Joyce couldn’t. Marty switched the light off, but the room didn’t get dark, never got dark, because of the yellow lamps outside. He got into bed and put the gun under the pillow and stuffed his fingers in his ears. He felt like crying himself. What the hell was Nigel doing? Suppose he didn’t come back? The room vibrated with Joyce’s crying. It was worse than the traffic when the lorries and the buses went by. Then it subsided, it stopped and there was silence. Joyce had cried herself to sleep. Marty thought the silence worse than the noise. He was terribly hungry, he craved for a drink, and he hadn’t been to bed at this hour since he was fifteen.

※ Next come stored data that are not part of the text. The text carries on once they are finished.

PR #597, opened 2020-07-16
Switch CRD version to apiextensions.k8s.io/v1

### LINKED ISSUE #327: enable pruning in openapi settings

### LINKED ISSUE #580: Typo in bootMACAddress causes non-obvious failures

zaneb:
The existing apiextensions.k8s.io/v1beta1 version is deprecated and will
be removed in k8s 1.19. v1 is available from k8s 1.16.

Using v1, unknown fields are now pruned by default, which is what we
want.

Fixes #327
Fixes #580

### DIFF
--- a/Makefile
+++ b/Makefile
@@ -43,7 +43,7 @@ show_dirs:
 .PHONY: generate
 generate: bin/operator-sdk ## Run the operator-sdk code generator
 	./bin/operator-sdk generate $(VERBOSE) k8s
-	./bin/operator-sdk generate $(VERBOSE) crds
+	./bin/operator-sdk generate $(VERBOSE) crds --crd-version=v1
 	openapi-gen \
 		--input-dirs ./pkg/apis/metal3/v1alpha1 \
 		--output-package ./pkg/apis/metal3/v1alpha1 \
--- a/deploy/crds/metal3.io_baremetalhosts_crd.yaml
+++ b/deploy/crds/metal3.io_baremetalhosts_crd.yaml
@@ -1,37 +1,8 @@
-apiVersion: apiextensions.k8s.io/v1beta1
+apiVersion: apiextensions.k8s.io/v1
 kind: CustomResourceDefinition
 metadata:
   name: baremetalhosts.metal3.io
 spec:
-  additionalPrinterColumns:
-  - JSONPath: .status.operationalStatus
-    description: Operational status
-    name: Status
-    type: string
-  - JSONPath: .status.provisioning.state
-    description: Provisioning status
-    name: Provisioning Status
-    type: string
-  - JSONPath: .spec.consumerRef.name
-    description: Consumer using this host
-    name: Consumer
-    type: string
-  - JSONPath: .spec.bmc.address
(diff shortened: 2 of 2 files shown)


hardys:
Thanks @zaneb - tested locally and can confirm this does address the issues reported in #580

honza:
I was hoping the default pruning would also solve the `explain` bug but that doesn't seem to be the case. Is there some new directive we can use?

dhellmann:
Are there any implications for upgrading existing systems because of this change?

zaneb:
> I was hoping the default pruning would also solve the `explain` bug but that doesn't seem to be the case. Is there some new directive we can use?

It certainly ought to solve it. Explain is not working because it requires 'structural' schemas, and [structural schemas](https://kubernetes.io/blog/2019/06/20/crd-structural-schema/) are also required by the v1 API.

However it says [here](https://kubernetes.io/docs/tasks/extend-kubernetes/custom-resources/custom-resource-definitions/#preserving-unknown-fields) that:

> CRDs converted from `apiextensions.k8s.io/v1beta1` to `apiextensions.k8s.io/v1` might lack structural schemas, and `spec.preserveUnknownFields` might be true

Not sure what they mean by 'converted' here, but maybe that is the issue?

hardys:
@zaneb @honza how should we proceed with this - should we go ahead and land this, and deal with any remaining issues related to the schema working with `explain` as a follow up?

hardys:
Ok lgtm - @dhellmann did you have specific concerns re upgrades?

dhellmann:
I didn't have any specific concerns, I just wasn't sure what would happen. I think since it's just the version of the CRD type that is changing, there is no implication for users of BareMetalHost resources, so we're OK.

/lgtm

PR #599, opened 2020-07-16
refactor redfish driver hierarchy

dhellmann:
The redfish drivers were mixed together in one file and relied
on inheritance. The point of the BMC types is that they're very
simple, so a little repetition isn't a bad thing. This PR moves the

At the point when he had almost decided to give up, to get out of there and run away somewhere, leaving the money to Joyce, there came a tapping at the door. He jumped out of his skin and his heart gave a great lurch. But the tap came again and with it a harsh tired whisper. It was only Nigel, Nigel at last.

Joyce didn’t stir but he kept his voice very low.

‘Had to hang about till the goddamned gasmen went. The car’s in the garage. I walked to Chingford and got a bus. Christ!’

Nigel dropped the bunch of Ford keys into the carrier bag with the money. He found a bit of string in the kitchen and threaded it through the big iron key and hung it round his neck. They turned off the oil heater. They put the gun under the pillows and got into bed. It was just after midnight, the end of the longest day of their lives.

8

When Alan woke up he didn’t know where he was. The room was full of orange light. Great God (as Lord Byron had remarked the morning after his wedding, the sun shining through his red bed curtains) I am surely in hell! Then he remembered. It all came back to him, as Joyce would have said. The time, according to his watch, was five in the morning, and the light came from street lamps penetrating a tangerine-coloured blind which he must have pulled down on the previous evening. He had slept for eleven hours. The money, now dry and crinkly, glimmered in the golden light. Great God, I am surely in hell . . .

He got out of bed and went into the passage and found the bathroom. There was a notice inside his bedroom door which said in strange English: The Management take no responsibilities for valuable left in rooms at owners risks. He put the money back in his raincoat pockets, afraid now of walking about with his pockets bulging like that. All night he had slept in his clothes, and his trousers were as crumpled as the notes, so he took them off and put them under the mattress, which was a way of pressing trousers advocated by Wilfred Summitt. He took off the rest of his clothes and got back into bed, listening to the noise outside that had begun again. The noise seemed to him symptomatic of the uproar which must be going on over his disappearance and Joyce’s and the loss of the money, the whole world up in arms.